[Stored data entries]
====================

Issue #791, opened 2021-09-10
Allreduce modules that are ignored by auto_wrap


ilmarkov:
## ❓ Questions and Help
`auto_wrap`  seems to ignore modules that have less than 1e8 elements by default - the default parameter of `default_auto_wrap_policy` (that would be nice to be mentioned in the documentation).

The question is what happens with the ignored modules in the case of FSDP. If they are not wrapped by FSDP, do they follow the usual DataParallel, i.e. they are all_reduced every step?

If those modules are not all_reduced, could you suggest how to use FSDP for the wrapped modules and `torch.nn.parallel.DistributedDataParallel` for the others?

fairscale: 0.4.0

min-xu-ai:
Oh, sorry for the confusion. The non-wrap module should be wrapped by an outer layer of FSDP in the end. No, DDP is not needed and it is not advised to mix DDP and FSDP.

I.e. with pseudo code:

```
model = Model()
with enable_wrap:
    model = auto_wrap(model)
model = FSDP(model)
```
Maybe auto_wrap really should be renamed to "auto_wrap_inner_layers" or something like that. cc: @zhaojuanmao

anj-s:
@min-xu-ai  why not wrap the entire model as well when we return from auto_wrap if the outer model's params meet the conditions? Are there use cases where we don't want to do this?

min-xu-ai:
Good idea. Maybe it was intended but somehow not doing it due to a bug? Perhaps a boolean argument for this would be nice.

anj-s:
Maybe we can repurpose this issue to track this effort or do you think we should open a new issue? This seems like a nice onboarding issue for someone to take on :)

min-xu-ai:
Of course, I am fine either way. Feel free to do organize it as you see fit.

ilmarkov:
@min-xu-ai Thank you for the answer. It is still unclear for me why user can't wrap the entire model with FSDP to have all child modules synchronized with the same API as `torch.nn.parallel.DistributedDataParallel`. Are there cases when user wraps not the entire model but only large parts of them without need to synchronize the others?

Could you also explain the difference between wrapping a module with FSDP and wrapping the module's children with FSDP? The documentation only says that there is performance difference but it's unclear how the framework behaves in these cases.

min-xu-ai:
> these

[...]

PR #930, opened 2022-02-09
[fix] Add option to wrap root module in auto_wrap

ruanslv:
## What does this PR do?
Fixes # [791](https://github.com/facebookresearch/fairscale/issues/791).

The issue is that the root/outer module sometimes is not wrapped, depending on whether there are enough params left after children are covered by recursive wrapping: https://github.com/facebookresearch/fairscale/blob/main/fairscale/nn/wrap/auto_wrap.py#L299

So I've added a new input param to `default_auto_wrap_policy` to tell us if the current module is the root, and a new flag that allows us to wrap the root regardless of number of unwrapped params (flag is enabled by default).

Adjusted test-cases to show more clearly behavior with and without the new flag when there are not enough params left for root module.

### DIFF
--- a/fairscale/nn/wrap/auto_wrap.py
+++ b/fairscale/nn/wrap/auto_wrap.py
@@ -13,18 +13,20 @@ def default_auto_wrap_policy(
     module: nn.Module,
     recurse: bool,
     unwrapped_params: int,
+    module_is_root: bool,
     # These are customizable for this default policy function.
     min_num_params: int = int(1e8),
     force_leaf_modules: Optional[Set[Type[nn.Module]]] = None,
     exclude_wrap_modules: Optional[Set[Type[nn.Module]]] = None,
+    skip_params_check_for_root: bool = True,
 ) -> bool:
     """Default policy function for :func:`auto_wrap`.
 
        Return if a module should be wrapped during :func:`auto_wrap`.
 
-       The first three parameters are used by :func:`auto_wrap`. If
+       The first four parameters are used by :func:`auto_wrap`. If
        you write a custom version of this policy function, your version
-       needs to at least accept the first three parameters and free
+       needs to at least accept the first four parameters and free
        to do whatever you want in the function.
 
     Args:
@@ -37,6 +39,8 @@ def default_auto_wrap_policy(
            on whether we should wrap the said module.
        unwrapped_params (int):
            The number of parameters yet to be wrapped in this module.
+       module_is_root (bool):
+           Indicates if current module is the root.
 
        min_num_params (int):
            Customizable policy input. It controls the size threshold
@@ -45,6 +49,9 @@ def default_auto_wrap_policy(
            keep as leaves, i.e., their children will never be wrapped.
        exclude_wrap_modules (Set[Type[nn.Module]]):
            Customizable set of module types to be excluded in wrapping.
+       skip_params_check_for_root (bool):
+           If module_is_root is True, then this includes the root in
+           wrapping regardless of their number of unwrapped params.
     """
     force_leaf_modules = (
         default_auto_wrap_policy.FORCE_LEAF_MODULES  # type: ignore
@@ -63,7 +70,9 @@ def default_auto_wrap_policy(
         return is_large and not isinstance(module, tuple(force_leaf_modules))
     else:
         # If we are not recursing, determine if we should wrap.
-        return is_large and not isinstance(module, tuple(exclude_wrap_modules))
+        return ((module_is_root and skip_params_check_for_root) or is_large) and not isinstance(
+            module, tuple(exclude_wrap_modules)
+        )
 
 
 # Set those defaults to the default_auto_wrap_policy function. Make them easy to be imported.
@@ -75,6 +84,7 @@ def config_auto_wrap_policy(
     module: nn.Module,
     recurse: bool,
     unwrapped_params: int,
+    module_is_root: bool,
 ) -> bool:
     """Config based policy function for :func:`auto_wrap`.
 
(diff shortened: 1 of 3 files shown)


tests/nn/wrap/test_wrap.py
```diff
@@ -62,6 +62,43 @@ def test_auto_wrap(self):
...
 
+    def test_auto_wrap_all_modules(self):
+        """
+        Setting a low min_num_params so that all modules are wrapped.
+        """
+        with enable_wrap(wrapper_cls=FSDP, process_group=self.process_group, flatten_parameters=False):
+            sequential = nn.Sequential(
+                nn.Linear(5, 5), nn.Linear(5, 5), nn.Sequential(nn.Linear(5, 5), nn.Linear(5, 5))
+            )
+            my_auto_wrap_policy = functools.partial(default_auto_wrap_policy, min_num_params=5)
```
min-xu-ai, line 73: Maybe you have considered this option, but what if we add an option to the default_auto_wrap_policy for this behavior? Adding this option to auto_wrap would affect all policy functions that users may write for auto_wrap? Does that make policy functions harder to write because of this option?

Again, thank you so much for the PR and awesome test cases. My general feeling is that if we can limit options in auto_wrap and try to let the policy function control wrapping, that'd be better. What do you think @ruanslv ?

min-xu-ai (approved):
This is so cool! Thanks for taking the time to implement this approach! We can merge once all tests are green.

min-xu-ai:
I triggered a rerun of the tests since the failures seems to be due to a single flaky test.

pyproject.toml
```diff
@@ -27,4 +27,4 @@ use_parentheses = true
 skip_glob = ["build/*", "stubs/*"]
 # Don't split "import" and "from".
 force_sort_within_sections = true
-known_third_party = ["benchmark_dataset", "datasets", "golden_configs", "models", "numpy", "parameterized", "pytest", "recommonmark", "setuptools", "sklearn", "torch", "torchtext", "torchvision", "utils"]
+known_third_party = ["benchmark_dataset", "datasets", "distutils", "golden_configs", "models", "numpy", "parameterized", "pytest", "recommonmark", "setuptools", "sklearn", "torch", "torchtext", "torchvision", "utils"]
```
min-xu-ai, line 30: I think you need to undo this change or the precommit check fails.

ruanslv: https://github.com/ruanslv/fairscale/blob/auto_wrap_fix/CONTRIBUTING.md#pre-commit-recommended

These changes came from the pre-commit checks, I'm not managing to do a commit without them. Should I just bypass them? Any idea how to do that?

min-xu-ai: Yeah. Need to run precommit uninstall to bypass it for now.

anj-s: You can also remove the change, run `git commit -m "" --no-verify` to enable pushing to the branch without running a local pre-commit check. There is some mismatch between the local and remove pre-commit checks that i am looking into.

fairscale/nn/wrap/auto_wrap.py
```diff
@@ -13,18 +13,20 @@ def default_auto_wrap_policy(
     module: nn.Module,
     recurse: bool,
     unwrapped_params: int,
+    module_is_root: bool,
     # These are customizable for this default policy function.
     min_num_params: int = int(1e8),
     force_leaf_modules: Optional[Set[Type[nn.Module]]] = None,
     exclude_wrap_modules: Optional[Set[Type[nn.Module]]] = None,
+    skip_params_check_for_root: bool = True,
```
anj-s, line 21: Won't this change behavior is users are currently using this policy? Wondering if users will end up doing a double wrap without knowing we've already wrapped the root module.

min-xu-ai: good catch. It is worth checking. If so, perhaps default it the False? Also, I can make a separate change where we disable double wrapping in FSDP's init function.

anj-s: Makes sense. Let's make the default behavior as  False for now and once we have the PR that disables double wrapping in FSDP's init function, we can make the default behavior as being True. I was thinking if there might be any repercussions for nested wrapping etc. but I think not wrapping if the module has already been wrapped is a fair check in any condition.

min-xu-ai:
I have a PR #933 that will improve the test stability. Maybe you can merge with main again once that PR is merged?

pyproject.toml
ruanslv: Thanks for the command pointer. I've removed the changes to this file.

anj-s:
@ruanslv Does this need to merge from main before being submitting? Maybe you already did this since I don't see a conflict  above. One last thing is to add an entry to the  [CHANGELOG](https://github.com/facebookresearch/fairscale/blob/main/CHANGELOG.md). Thanks!

ruanslv:
@anj-s I think I'm missing "write access"? Sending screenshot of what I'm seeing attached, I don't see the option to merge. There are also some test failures that seem unrelated to my change, not sure whether they are blocking the merge. Sorry, not super familiar with github UI.
Screenshot 2022-02-15 at 21 16 41

anj-s:
> @anj-s I think I'm missing "write access"? Sending screenshot of what I'm seeing attached, I don't see the option to merge. There are also some test failures that seem unrelated to my change, not sure whether they are blocking the merge. Sorry, not super familiar with github UI. Screenshot 2022-02-15 at 21 16 41


Ah I meant merge from main branch so that there are no conflicts but I don't see any. I am going merge the PR now myself and figure out why you may not have access.

ruanslv:
Oh right, yes I don't think there were any conflicts. Merge worked fine:
```
$ git pull
Already up to date.
ruanrms-mbp:fairscale ruanrms$ git merge auto_wrap_fix
Updating 67bf5bf..8ff6fab
Fast-forward
 fairscale/nn/wrap/auto_wrap.py | 35 +++++++++++++++++++++++++++--------
 tests/nn/wrap/test_wrap.py     | 30 +++++++++++++++++++++++-------
 2 files changed, 50 insertions(+), 15 deletions(-)
```

Thanks for merging the PR. Here are the changelog changes: https://github.com/facebookresearch/fairscale/pull/935

PR #939, opened 2022-02-24
Adding ELI5 video to Fairscale

dmitryvinn:
## Summary
Here at Meta Open Source, we've been creating short-form videos to explain Meta OSS projects in the simplest terms possible called ELI5s. We have also been working on React Labs series that we would like to add to the site. We started embedding these videos into project pages as you can see in [Docusaurus home page](https://docusaurus.io/), [Recoil](https://recoiljs.org/), [Litho](https://fblitho.com/), [Jest](https://jestjs.io/), [React Native](https://reactnative.dev/),[Hydra](https://hydra.cc/), and over 20 other projects.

====================

• _WORK TASK_
Copy, please, every line from the start of the entries down to the line that holds "## ❓ Questions and Help", with both of those lines included and no others.

• _SOLUTION TO THE PROBLEM_
Issue #791, opened 2021-09-10
Allreduce modules that are ignored by auto_wrap


ilmarkov:
## ❓ Questions and Help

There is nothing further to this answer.